EXERCISE =
Which lines below mention "start"? Pick each one out.

++++ SUPPLIED DATA ++++

PR #129, opened 2017-02-13
upload-to-box: don't create a new thread every second

kpengboy:
Is there some reason we were doing the old behavior?

### DIFF
--- a/modules/ocf_backups/files/upload-to-box
+++ b/modules/ocf_backups/files/upload-to-box
@@ -218,48 +218,48 @@ def make_box_folder(folder, auth):
         sys.exit(3)
 
 
-def print_progress(multi, stats, prev_total):
+def print_progress(multi, stats):
     """Show an updating progress bar for all ongoing uploads"""
-    width = get_terminal_size((80, 20)).columns  # Default size as a fallback
+    prev_total = 0
+    while True:
+        width = get_terminal_size((80, 20)).columns  # Default size as a fallback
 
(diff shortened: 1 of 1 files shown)


kpengboy:
@jvperrin ^

jvperrin:
Before there was a problem that if it slept at all it would upload very slowly, because it would spend most of its time sleeping and not actually sending data. That's why it's using the timer instead of sleeping.

This change should work, since the progress-printing thread is separate from the data uploading one, but I'd need to try it and see (unless you have already). I don't think it should use a timer though, because if it does, then it will still start a new printing thread every second, which is not desirable. Just calling the `print_progress` function in the new thread should be sufficient.

modules/ocf_backups/files/upload-to-box
```diff
@@ -353,7 +353,9 @@ def main(args):
     # Clear the screen and start printing the progress bar every second
     if not args.quiet:
         subprocess.call(('clear',))
-        print_progress(multi, stats, 0)
+        progress_thread = threading.Timer(1, print_progress, (multi, stats))
```
jvperrin: This is the line I meant, I think this should just be a regular thread, not a timer now.

kpengboy: Timers are merely threads that start after an initial delay.

jvperrin: Ok, but then why have the delay? It's not like it does anything here.

kpengboy: Fair point.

++++

WRITTEN ANSWER =
This change should work, since the progress-printing thread is separate from the data uploading one, but I'd need to try it and see (unless you have already). I don't think it should use a timer though, because if it does, then it will still start a new printing thread every second, which is not desirable. Just calling the `print_progress` function in the new thread should be sufficient.
     # Clear the screen and start printing the progress bar every second
kpengboy: Timers are merely threads that start after an initial delay.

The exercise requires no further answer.